Saved entries:
■ ■ ■ ■ ■
PR #4554, opened 2025-08-01
[immutable-arraybuffer] Atomics

gibson042:
Ref #4509

> # Atomics
> 
> - [x] `Atomics.{add,and,compareExchange,exchange,or,store,sub,xor}`
>   - [x] throws a TypeError if _typedArray_ is an immutable ArrayBuffer, before coercing _index_
> 
> - [x] `Atomics.load`
>   - [x] works as expected if _typedArray_ is an immutable ArrayBuffer
> 
> - [x] `Atomics.notify`
>   - [x] works as expected if _typedArray_ is an immutable ArrayBuffer, returning 0 when _index_ is in range and coercing _count_ is successful


test/built-ins/Atomics/exchange/nonshared-int-views.js
ptomato, line 1: What is actually the difference between this file and `non-shared-int-views-throws.js` in what's being tested? They seem identical except for the value being exchanged. Could one of them just be deleted?

test/built-ins/Atomics/and/non-shared-int-views-throws.js
```diff
@@ -15,4 +15,4 @@ testWithNonAtomicsFriendlyTypedArrayConstructors((TA, makeCtorArg) => {
   assert.throws(TypeError, function() {
     Atomics.and(view, 0, 1);
   }, `Atomics.and(new ${TA.name}(buffer), 0, 1) throws TypeError`);
-}, ["arraybuffer"], ["immutable"]);
```
ptomato, line 18: If I'm reading this correctly, "immutable" is being removed from the exclude list, so this test will now run on immutable buffers as well. But all new coverage in this file is also already covered in `and/immutable-buffer.js`, because that runs on all typed array constructors. I don't know if that's actually a problem; probably not.

ptomato (approved):
All comments/questions are nonblocking.

test/built-ins/Atomics/exchange/nonshared-int-views.js
gibson042: Excellent observation! Done.

test/built-ins/Atomics/and/non-shared-int-views-throws.js
gibson042: I think there probably is room for such consolidation, but out of scope here, and the focus is sufficiently different that I would want to see it in a dedicated sweep.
■ ■ ■ ■ ■
BRIEF
Once you have checked each line above for the string "expected", state how many lines contain it and add nothing more.

EXERCISE SOLUTION
2